Customize
Async Patterns
MinT supports async APIs for all long-running operations. The key principle: submit calls back-to-back before awaiting results. This allows the server to process multiple batches in parallel while your client prepares the next batch, dramatically reducing training time.
Concept
Synchronous calls (blocking) create a bottleneck:
Call 1: forward_backward() --[wait]-- result
Call 2: forward_backward() --[wait]-- resultAsync calls allow pipelining:
Call 1: forward_backward_async() --> [submitted, not waiting]
Call 2: forward_backward_async() --> [submitted, not waiting]
Call 3: forward_backward_async() --> [submitted, not waiting]
Await all results in parallel via asyncio.gather()This is the #1 performance optimization for MinT training. By queueing 3–5 batches before awaiting, you keep the GPU fully utilized while your CPU prepares the next batch.
Pattern
import asyncio
import mint
from mint import types
async def train_with_pipelining():
service_client = mint.ServiceClient()
training_client = await service_client.create_lora_training_client_async(
base_model="Qwen/Qwen3-0.6B",
rank=16,
)
tokenizer = training_client.get_tokenizer()
adam_params = types.AdamParams(learning_rate=5e-5)
# Prepare batches
batches = [
"Example batch 1 for training.",
"Example batch 2 for training.",
"Example batch 3 for training.",
"Example batch 4 for training.",
]
# Anti-pattern (slow): sequential calls
# for batch_text in batches:
# tokens = tokenizer.encode(batch_text)
# datum = types.Datum(...)
# result = await training_client.forward_backward_async(...).result_async()

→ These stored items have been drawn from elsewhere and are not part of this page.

PR #472, opened 2021-06-11
Add genpasswd2 script

everdrone:
## Description

Generates password according to [Password Rules Validation Tool](https://developer.apple.com/password-rules) by Apple

Much like iOS Safari, it generates passwords like `cesblw-xrdgeb-Gjdpi1`.

This script is based on [genpasswd2](https://github.com/everdrone/genpasswd2)

It's bundled with both light and dark icons (from SF Symbols for better integration in the ecosystem)

## Type of change

- [x] New script command

## Screenshot

Screen Shot 2021-06-11 at 14 57 52

python3

## Checklist


commands/developer-utils/genpasswd.py
```diff
@@ -0,0 +1,80 @@
...
+    length: int = 3,
+    set_length: int = 6,
+    numbers: int = 1,
+    uppercase: int = 1,
+    separator: str = '-'
+) -> str:
+    print(numbers)
+    # if numbers + uppercase <= set_length * length:
+    #     print('The amount of numbers plus the capital letters must be less than or equal to the total amount of characters')
+    #     sys.exit(1)
```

# await training_client.optim_step_async(adam_params).result_async()
# Pattern (fast): pipeline multiple forward_backward calls
fb_futures = []
for batch_text in batches:
tokens = tokenizer.encode(batch_text)
model_input = types.ModelInput.from_ints(tokens[:-1])

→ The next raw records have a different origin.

PR #86, opened 2015-09-01
Initial attempt at new RDS blueprint framework

phobologic:
Still a WIP - mostly opening for discussion about the new
framework.


stacker/blueprints/rds/base.py
```diff
@@ -0,0 +1,336 @@
...
+class MasterInstance(Blueprint):
+    """ Blueprint for a generic Master RDS Database Instance.
+
+    Subclasses should be created for each RDS engine for better validation of
+    things like engine version.
+    """
+
+    ENGINE = None
+
+    def _get_engine_versions(self):
```
mhahn: if something should be overridden, i usually don't put an underscore since it implies some sort of public api

stacker/blueprints/rds/base.py
```diff
@@ -0,0 +1,336 @@
...
+        self.create_security_group()
+        self.create_rds()
+        self.create_dns_records()
+        self.create_db_outputs()
+
+
+class ReadReplica(MasterInstance):
+    """ Blueprint for a Read replica RDS Database Instance. """
+    def _get_parameters(self):
+        parameters = common_parameters()
```
mhahn: why not just do:

```
parameters = super(ReadReplica, self).get_parameters()
```
and have `common_parameters` returned

stacker/blueprints/rds/base.py
```diff
@@ -0,0 +1,336 @@
...
+        endpoint = GetAtt(self.get_db_instance(), "Endpoint.Address")
+        return endpoint
+
+    def create_rds(self):
+        t = self.template
+        # Non-provisioned iops database
+        t.add_resource(
+            DBInstance(
+                DBINSTANCE_NO_IOPS,
+                Condition="NoProvisionedIOPS",
```
mhahn: i would pull out all of these common parameters so i don't have to duplicate specifying them in each

stacker/blueprints/rds/base.py
```diff
@@ -0,0 +1,336 @@
...
+                           "replica of."}
+        return parameters
+
+    def create_rds(self):
+        t = self.template
+        # Non-provisioned iops database
+        t.add_resource(
+            DBInstance(
+                DBINSTANCE_NO_IOPS,
+                Condition="NoProvisionedIOPS",
```
mhahn: same here re: duplication of db parameters

stacker/blueprints/rds/base.py
phobologic: There are parameters that come from the MasterInstance that shouldn't be used in ReadReplicas. A better design might be to have a BaseInstance type or something, and have MasterInstance & ReadReplica both subclass off of it, rather than ReadReplica being based on MasterInstance.

stacker/blueprints/rds/base.py
```diff
@@ -0,0 +1,336 @@
...
+
+        Should only be overridden if the class variable ENGINE is defined on
+        the class.
+
+        Return:
+            list: A list of valid engine versions for the given engine.
+        """
+        return []
+
+    def _get_parameters(self):
```
mhahn: where is this value used? is this from `Blueprint`?

stacker/blueprints/rds/base.py
phobologic: Hard/ugly to do?  How would you do it?  Just *args/**kwargs?

stacker/blueprints/rds/base.py
mhahn: i see yea, not a big deal, you're just calling `common_parameters` and overriding it in both places.

stacker/blueprints/rds/base.py
phobologic: Yes - there was a change a little while back for this, to make it easy/possible to override Parameter definitions in subclasses.

stacker/blueprints/rds/base.py
mhahn: i was just thinking like:

```python
common = {
    'AllocatedStorage': Ref("AllocatedStorage"),
    'AllowMajorVersionUpgrade': Ref("AllowMajorVersionUpgrade"),
    'AutoMinorVersionUpgrade': Ref("AutoMinorVersionUpgrade"),
    'BackupRetentionPeriod': Ref("BackupRetentionPeriod"),
    'DBName': Ref("DatabaseName"),
    'DBInstanceClass': Ref("InstanceType"),
    'DBSubnetGroupName': Ref(SUBNET_GROUP),
    'Engine': self.ENGINE or Ref("Engine"),
    'EngineVersion': Ref("EngineVersion"),
    'MasterUsername': Ref("MasterUser"),
    'MasterUserPassword': Ref("MasterUserPassword"),
    'MultiAZ': Ref("MultiAZ"),
    'PreferredBackupWindow': Ref("PreferredBackupWindow"),
    'VPCSecurityGroups': [Ref(SECURITY_GROUP), ],
    'StorageEncrypted': Ref("StorageEncrypted"),
}
t.add_resource(
    DBInstance(
        DBINSTANCE_NO_IOPS,
        Condition="NoProvisionedIOPS",
        **common
     )
)
t.add_resource(
    DBInstance(
        DBINSTANCE_WITH_IOPS,
        Condition="ProvisionedIOPS",
        StorageEncrypted=Ref("StorageEncrypted"),
        StorageType="io1",
        Iops=Ref("IOPS"),
        **common
    )
)
```

which also has the added benefit of letting me see whats different about the two.

not sure if thats 100% accurate just a rough copy paste

stacker/blueprints/rds/base.py
```diff
@@ -0,0 +1,336 @@
...
+
+
+def common_parameters():
+    """ Return common parameters for all RDS stacks.
+
+    Returns:
+        dict: A dictionary of parameter definitions.
+    """
+
+    parameters = {
```
mhahn: should we add the snapshot parameter you were talking about too?

stacker/blueprints/rds/base.py
mhahn: yea, i would just make it `get_parameters`, to me underscore implies a private method within this class that no one should mess with.

mhahn:
+1 i like it!

stacker/blueprints/rds/base.py
phobologic: I haven't yet figured out if that's the right thing to do here or not.  There's a lot of 'if this parameter is specified, these parameters shouldn't be' which I handled in Read Replicas by just removing the unused/disallowed ones.  Not sure what the right case should be here.  If you have any ideas, let me know.

stacker/blueprints/rds/base.py
phobologic: So really the definition of private method that I've always followed is any method that won't be called directly by anything but the class itself, not whether it might get overriden in subclasses.  I don't plan on fixing this in this update :)

mhahn: well the subclass overrides it to conform to a specific interface for interacting with the parent class. the underscore implies "i can do whatever i want with this because i told you it could change by having an underscore". if i edited the base blueprint and removed/changed `_get_parameters` all subclasses would break.

mhahn: also, the bikeshed is BLUE!

stacker/blueprints/rds/base.py
mhahn: we could just leave that up to private stacks but make it so we can pass those parameters to the db instance troposphere instance

stacker/blueprints/rds/base.py
phobologic: Hahah - I think that's honestly just a personal interpretation of `_methods`.  In general, I've always read them as 'you probably shouldn't be calling this, but we're not going to make it impossible'.  `__methods` are a whole other ballgame, and basically a nightmare.

In general I don't think anyone would ever want to call `_get_parameters`, but yeah - if it becomes a problem later, it's an easy enough fix.

mhahn:
+1 again :)

PR #87, opened 2015-09-08
Add Dockerfile.

ejholmes:
This adds a method for running stacker to provision stacks using Docker, which can be an easier alternative for the pythonically challenged, and produces a more common environment between developers.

target_tokens = tokens[1:]
weights = [1.0] * len(target_tokens)
datum = types.Datum(
model_input=model_input,
loss_fn_inputs={"target_tokens": target_tokens, "weights": weights},
)
# Submit without waiting
fb_future = training_client.forward_backward_async([datum], loss_fn="cross_entropy")
fb_futures.append(fb_future)
# Gather and await all results in parallel
fb_results = await asyncio.gather(*[f.result_async() for f in fb_futures])
# Then do optimizer step
for result in fb_results:
print(f"Loss: {result.loss:.4f}")
optim_future = training_client.optim_step_async(adam_params)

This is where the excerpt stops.